To clarify what I have in mind, let me confess that the events of that freezing day in March which were so fateful in his life, my memory simply tossed away. I was there, and I've no doubt it happened as he described it. The overwhelming joy and terrible fear evoked by the tyrant's death, our own long-lasting but uneven attraction to each other, and the deadly fear of being discovered and betrayed — all these were within me, too; I felt them more or less the same way, and I said so. But I never thought about them again. I must have felt that that kiss settled something between us.

And I did say, while urinating, that the old train robber finally croaked. Or some such silly thing. It gave me such pleasure, like the body's pleasure, to be able to say a sentence like that out loud. Afterward I was terrified he might report me. In those years we lived under the constant threat of being evicted from the capital. Of all the houses of our neighborhood right next to that notorious restricted zone, we were the last original residents. Every official-looking envelope made my mother tremble with fear. Maybe our house was too small or too run-down; to this day I don't know why we were spared.
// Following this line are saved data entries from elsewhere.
PR #637, opened 2024-12-17
contributing.md: Add guideline for creating documentation

philipanda:

PR #664, opened 2025-01-14
Documenting most important Keywords

philipanda:


keywords.robot
```diff
@@ -25,10 +25,29 @@ Variables       platform-configs/fan-curve-config.yaml
...
+    ...    is running
+    ...
+    ...    - ``${s2n_port}``: ``string`` - The port on which ser2net is
+    ...    listening
+    ...
+    ...    === Return Value ===
+    ...    - None
+    ...
+    ...    === Side Effects ===
+    ...    - Sets up serial connection via telnet. Allows using Telnet Library
```
mkopec: I'm not sure if `Side effects` is the right term here, if that's the entire point of the keyword :)

does it make sense to split into `Effect` and `Side effects`?

philipanda: I agree that calling it "Side" effects might be wrong.
But that's just what it's called when a procedure call produces some permanent changes, AFAIK.
Functional programming languages are said to have no "side effects" when calling functions.

And who we are to decide what is an "Effect" and what is a "Side Effect"? That's up to the user of the Keyword to decide. 

So maybe just "Effects"? Or "Impact"? Or just leave it as it is as I think it is obvious what the term means.

What do you think?

macpijan: It's been probably been discussed in where you proposed the template for this documentation, and I was not there (yet?).

My thought when seeing your discussion was that we have kind of two streams there.

One is the "regular" programming flow, where you have the input arguments and return some return values.

The other one is the "platform/DUT state" so to speak. So we have some (expected/assumed) state this keyword needs to operate properly, and we have also some resulting DUT state when this keyword finishes.

philipanda: It is possible for a keyword to have a requirement/side effect as in the "regular" programming flow, as global variables are used heavily.

Looking at it like that, a better naming scheme could be used, I suppose? 

I think in the case of PiKVM platforms the DUT_CONNECTION_METHOD global variable is sometimes changed to switch between telnet/ssh connection. That would be a purely "regular" programming side effect. No changes to the state of the platform are done. After switching to SSH and doing a reboot, trying to enter the boot menu on a PiKVM platform without changing the variable back would fail.

There might be more exceptions, but I don't recall any at this moment.

lib/options/options.robot
```diff
@@ -0,0 +1,192 @@
...
+
+
+*** Keywords ***
+Set UEFI Option
+    [Documentation]
+    ...    Sets an UEFI option.
+    ...    Implementations in ``/lib/options/``
+    ...
+    ...    === Requirements ===
+    ...    None
```
m-iwanicki, line 27: Not exactly, at least currently DCU version needs to be logged in linux with `dcu` repo cloned in home dir.
In cases like this we should probably force some kind of required beginning state and deal with that in keyword implementation so it could be used in any test. If there is no requirement then dcu version should be able to work with any (within a reason) beginning state.

philipanda: I agree, that bothers me too. Depending on the implementation of the keyword it works differently. The same is with the `Power On` keyword. In some places it is used as a way to reboot the platform, but on devices with `$POWER_CTRL==none` `Power On` just does nothing.

Documenting all the possible implemantations seems wrong. It's the implementations that should follow the "declaration". Otherwise creating new tests requires taking into account all the possible different implementations for all the platforms.

philipanda: >  dcu repo cloned in home dir.

That is not true. DCU is not cloned onto the DUT. DCU is called on the device running RF. Only the modified binaries are sent and flashed internally.

> needs to be logged in linux

That is true. And it is different from the uefi-setup-menu version.

m-iwanicki: > DCU is called on the device running RF

You are right I missed it (probably because I never used this command).

philipanda: At this moment I have no better idea than just say that the implementations might have additional requirements/side effects, and their documentation should be checked.

Ideally the implementations should not break the defined "interface" of the keyword, so that it can be used in new tests in the same way, no matter the DUT. I don't think the keywords themselves should be changed in this PR.

philipanda: https://github.com/Dasharo/open-source-firmware-validation/compare/44fd97e..0c00a6c5881625789c291c7070d52153ac52b879

m-iwanicki: > say that the implementations might have additional requirements/side effects, and their documentation should be checked

I'd say that makes using those keywords very unappealing, at least in tests.
Is dcu imported automatically based on `OPTIONS_LIB`?
If yes then I'm not sure how many of our tests work as I see a lot of `Set UEFI Option` without being logged in Linux.
I think only NovaCustom uses dcu and as we don't have any in our lab for remote testing then we just ignore `dcu` library.

m-iwanicki: If only we had some kind of `state` during tests so we could check e.g. where we are (e.g. logged in linux, somewhere in BIOS menu) then we could implement something like e.g.:

```robot
dcu.Set UEFI Option
    ${is_shell}=    In Linux Shell
    IF    not ${is_shell}
        Power On
        Login to Linux
    END 
```

keywords.robot
philipanda: The same suggestion was resolved in the base PR: https://github.com/Dasharo/open-source-firmware-validation/pull/637/files#diff-419d79ae7d440d49b3fa5fa7739f5f3a359e3ca42c3fa942e5604ae3474eb35b

lib/options/options.robot
philipanda: > I'd say that makes using those keywords very unappealing, at least in tests.

It very much does. That's just how they are at this moment. Documenting them just brought the much needed attention to this fact.

> Is dcu imported automatically based on OPTIONS_LIB? (...) I see a lot of Set UEFI Option without being logged in Linux.

It is imported automatically. Only on Novacustom laptops the default is changed to `dcu` though.

> I think only NovaCustom uses dcu and as we don't have any in our lab for remote testing then we just ignore dcu library.

The tests need to also support laptops. I don't think the documentation should hide important information, like that the keyword might not work at all in some scenarios. The keywords just need to be improved. Now that we are documenting them comprehensively the differences are visible and it will be more apparent what needs to be fixed.

> If only we had some kind of state during tests so we could check

It's possible to save state. Keywords like `Set Test Variable`, `Set Suite Variable` and `Set Global Variable` exist for that purpose. Keeping the state valid would be a bit harder as there are multiple ways in which the shell can be exited - mainly powering off the device. It's a good idea for a feature request

m-iwanicki: > Keywords like Set Test Variable, Set Suite Variable and Set Global Variable exist for that purpose

I'm not sure how well that would work. We already have a lot of variables. 
I had a thought that it would be easier if we had some kind of main abstract base python class e.g.:

```python
class Menu(ABC):
    def go_to_menu(menu: str):
        ...
    ...


class EDK2(Menu):
    ...


class Dasharo(EDK2):
    ...


class AMI(Menu):
    ...
```

with some generic keywords to move around that remember where we currently are, current screen state and could automatically move to completely different menu (e.g. by passing absolute or relative path).
Probably would need heavy rewrite and possibly use of python. I'm not sure if it could be implemented in robot and if it would be maintainable.

macpijan: Very interesting discussion out there.

Do we have some conclusions after this one, and documenting some of the keywords, to be put in the issue as potential improvements?

keywords.robot
macpijan: I keep thinking of this, whether tracking the state (or the expected state) of the platform could help with usability of keywords and reliability of environment.

Each kwd doing "something" with the platform, could set the expected state in the end of execution.
At the beginning, it could also check if it's being called with a proper initial platform state.

Where possible, we could also verify the expected state vs reality.

Maybe something worth discussing further.

lib/options/options.robot
philipanda: > We already have a lot of variables.

I agree. Some hermetization of the variables and keywords would be perfect, but that is not possible in RF. Keywords might be marked with `[Tags]    robot:private`, but only thing it does is produce a warning if you use the keyword outside of it's private scope. Even LSPs continue to suggest it outside of the scope.

> I had a thought that it would be easier if we had some kind of main abstract base python class e.g.:

I think that would be great

> I'm not sure if it could be implemented in robot and if it would be maintainable.

Yes, it would probably be a mess. RF is constantly being improved and allows more and more useful features of programming languages, but why not just use a proper programming language instead?

Rewriting some (if not most) of the keywords in Python is a good idea. Complex behaviors shouldn't be defined in RF. Maybe at first the ration of libraries/RF resources was balanced, but it seems that because of continuously expanding our test environment over time, the amount of logic defined in RF grew a little to large.

I am a fan of rewriting in python, especially that it doesn't actually need to be a total rewrite as we can call existing RF keywords from python:
```python
BuiltIn().import_resource('keywords.robot')
BuiltIn().run_keyword("My Keyword", arg1, arg2)
```
So the rewrite could be done iteratively, with lower risk

> Do we have some conclusions after this one

Yes, documenting the keywords exposed some potential for improvement. I'll sum it up in an issue

keywords.robot
philipanda: I think that would be great.

I wonder if something like this could be implemented to protect from invalid sequences during the creation of tests. Otherwise setting and checking the state would only find errors during the execution, and executing the tests takes a lot of time due to the interaction with the DUTs.


### Should the keywords which detect an invalid state should bring it to an expected one, or just fail?

I think in the long run the keywords should not implicitly change the state. A keyword should require a specific state, not adapt to anything it is thrown upon.
 a) It would make them a lot more complicated
 b) the actual state of the platform at any given moment could be hard to follow and could make it harder to debug/optimize the test cases
 
I think after a perfect rewrite, the keywords which change the state of the platform should do it explicitly, and do nothing else. If, let's say, we want to change an UEFI option, which requires a reboot to be applied - changing the option should be one keyword, and rebooting should be another one.

Would it be possible to write *short* test scenarios?
The amount of checks and worrying about the state could be overwhelming.

Would it be possible to write *device agnostic* scenarios?
Continuing the UEFI options example:
- Changing a UEFI option on a device with serial access requires a reboot, then setting it, and then rebooting again.
- On a SSH device, there is no need for a reboot initially, but the device has to be flashed, and consequently rebooted during flashing.
So that might not be possible

#### Defined layers of abstraction?

So maybe we could create two layers of abstraction on how the device is interacted with and a way to easily distinguish between them? Maybe a naming convention?

- low-level keywords, which work on specific platforms, in specific scenarios, require specific starting conditions and always leave the device in one, documented state.
- high-level keywords, don't care at all on which device are called. Not everything can be done using them. It won't necessarily by done optimally, but it should work.

Calling a high-level keyword after a low-level one would work every time, but not the other way around. A set of keywords for checking the state of the platform would need to be created for every way a state could change. The low-level keywords would define what state they require and  it would be up to the caller to make sure it's valid.

Calling only low-level keywords would not require checking the state, as it should be well known just by the sequence of calls of the keywords.

Calling only high-level keywords would not require checking the state, as it doesn't matter, the keywords will adapt.

It seems it doesn't vary that much from what we already have in OSFV, it's just that it is not made clear which keywords ale "high-level" and which are not. And most of the keywords are somewhere in between, so they will only adapt to some deviations from the expected state. Like install a required package if it is not present, but not login to Ubuntu, if the device is not logged in.

lib/terminal.robot
```diff
@@ -62,9 +106,27 @@ Read From Terminal
...
+    ...    ``${expected}``: ``string`` - The text up to which the terminal
+    ...    will be read
+    ...
+    ...    === Return Value ===
+    ...    ``string`` - All the text from the terminal buffer, from the last
+    ...    time it was cleared, up to the moment ``${expected}`` is found, or
+    ...    the timeout passes
+    ...
+    ...    === Effects ===
+    ...    The terminal buffer is read and consequently cleared
```
m-iwanicki: Is buffer cleared in this case? I think it works like FIFO buffer it just discards what you read so in this case it only clears up to the first occurrence of `${expected}`

lib/terminal.robot
```diff
@@ -166,7 +301,25 @@ Execute Command In Terminal
     RETURN    ${output}
 
 Execute UEFI Shell Command
-    [Documentation]    Universal keyword to execute command in Shell.
+    [Documentation]
+    ...    Universal keyword to execute command in Shell.
+    ...
+    ...    === Requirements ===
```
m-iwanicki, line 309: Should be run inside EFI shell to make sense. Keyword itself would probably succeed anywhere, not that it would do anything sensible.

lib/terminal.robot
```diff
@@ -166,7 +301,25 @@ Execute Command In Terminal
...
+    ...
+    ...    === Arguments ===
+    ...    - ``${command}``: ``string`` - The command to execute
+    ...    - ``${timeout}``: ``string`` = ``30s`` - The DUT Response Timeout for
+    ...    \ executing the command
+    ...    - ``${uefi_shell_input_latency}``: ``string`` - Time in Robot
+    ...    Framework format
+    ...
+    ...    === Return Value ===
+    ...    None
```
m-iwanicki: As of now it returns output of used command (after one second of sleep time)

lib/terminal.robot
```diff
@@ -166,7 +301,25 @@ Execute Command In Terminal
...
+    ...
+    ...    === Effects ===
+    ...    The ``${command}`` is written to the terminal and the keyword waits
+    ...    until the execution ends or ``${timeout}`` passes.
```
m-iwanicki, line 328: Currently keyword waits 1 second to read commands output. Timeout is used I think to make sure whole command was written before using it (pressing enter) as some shells could be quite slow.

lib/terminal.robot
philipanda: Yes
https://github.com/Dasharo/open-source-firmware-validation/compare/85b571ac5ad84867cb35000a8a0268a9671c8cce..95010bdf4a944e2bfad1a1540aa5f78f61a18507#diff-01b85c8135c6f83b72248ce44ded097ca7bf1698f59edef65b09dd6d385848deL129-R127

lib/terminal.robot
philipanda: I think it would work fine, just with some additional delays
https://github.com/Dasharo/open-source-firmware-validation/compare/85b571ac5ad84867cb35000a8a0268a9671c8cce..95010bdf4a944e2bfad1a1540aa5f78f61a18507#diff-01b85c8135c6f83b72248ce44ded097ca7bf1698f59edef65b09dd6d385848deL308-R311

lib/terminal.robot
philipanda: `Execute Command In Terminal` was also missing the return value.

https://github.com/Dasharo/open-source-firmware-validation/compare/85b571ac5ad84867cb35000a8a0268a9671c8cce..95010bdf4a944e2bfad1a1540aa5f78f61a18507#diff-01b85c8135c6f83b72248ce44ded097ca7bf1698f59edef65b09dd6d385848deL318-R324

lib/terminal.robot
philipanda: It also waits up to ${timeout} for the prompt to appear, as the output is read using `Read From Terminal Until Prompt`

philipanda: But only after rebasing :)
https://github.com/Dasharo/open-source-firmware-validation/compare/85b571ac5ad84867cb35000a8a0268a9671c8cce..95010bdf4a944e2bfad1a1540aa5f78f61a18507#diff-01b85c8135c6f83b72248ce44ded097ca7bf1698f59edef65b09dd6d385848deL330-R336

m-iwanicki: I would also change this `timeout` to `response_timeout` to not use the same variable later which can confuse someone (I missed that it's being assigned different value to prior to sleep)

philipanda: https://github.com/Dasharo/open-source-firmware-validation/compare/95010bd..58c43

EduKav1813 (approved):

lib/bios/menus.robot
```diff
@@ -371,7 +735,7 @@ Set Option State
         RETURN    ${FALSE}
     END
 
-Try To Insert Non-numeric Values Into Numeric Option
+Try To Insert Non-numeric Values Into Numeric Option    # TODO should be moved? It's a test case helper, not a library kwd
```
EduKav1813: IMO we should move this, but in another PR. Might document it here, as it is within the scope of this PR

lib/bios/menus.robot
```diff
@@ -454,8 +454,24 @@ Enter Dasharo APU Configuration
     ...    Dasharo APU Configuration
     RETURN    ${apu_menu}
 
-Enter Dasharo Submenu    # TODO remove: redundant keyword, only used to change the default parameter
+Enter Dasharo Submenu    # TODO redundant keyword, only used to change the default parameter
+    [Documentation]
+    ...    Enters given Dasharo submenu and returns construction
+    ...
+    ...    === Requirements ===
+    ...    - To be in the Dasharo setup menu
```
EduKav1813, line 446: nit: to be consistent, can rewrite as `Must be called from a Dasharo setup menu`

lib/bios/menus.robot
```diff
@@ -386,26 +386,6 @@ Enter Submenu From Snapshot And Return Construction
...
-    ...    === Return Value ===
-    ...    None
-    ...
-    ...    === Side Effects ===
-    ...    - The performed changes will be saved and applied.
-    ...    \ Most options require a reboot to take effect. Some of them don't.
-
-    Press Key N Times    1    ${F10}
-    Write Bare Into Terminal    y
-
```
EduKav1813: Do we use this keyword in tests? Would be good to check and replace all occurrences with a successor keyword

EduKav1813 (approved):

EduKav1813:
Note: due to massive number of changes, I did the review commit-by-commit, so some of my comments or requested changes may be implemented by older commits.

lib/bios/menus.robot
EduKav1813: Implemented by older commit 👍

lib/bios/menus.robot
philipanda: It was an unused duplicate of `menus.Save Changes`

lib/bios/menus.robot
philipanda: It was moved in [8e6651a](vscode-file://vscode-app/usr/share/code/resources/app/out/vs/code/electron-sandbox/workbench/workbench.html)
If it is only used in one test case then there is no need for longer documentation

My mother I loved with the tenderly domineering, overly solicitous, forgiving yet controlling love that only a fatherless son can have for a mother struggling with loneliness and terrible financial problems, a widow mourning her husband unto death. For her sake I was ready to make any concession, be open to the most humiliating compromises. That's why I hoped we could avoid that reporting business. And if it had already happened, I wanted to know what to expect. I am not inclined to humility, as I've said, but when it comes to compromises I'm willing to go to extremes, even today.

What should be understood from all this is that no event in my later life could induce me to think that that kiss was really a kiss and not simply the solution to an existential problem I had at the time. I couldn't allow myself to be caught in dangerous psychological predicaments, I had all I could do to ward off tangible external dangers. I came to appreciate the advantages of psychological self-concealment, and with the years I continued to avoid ambiguous situations and judgments that didn't square exactly with my wishes or interests.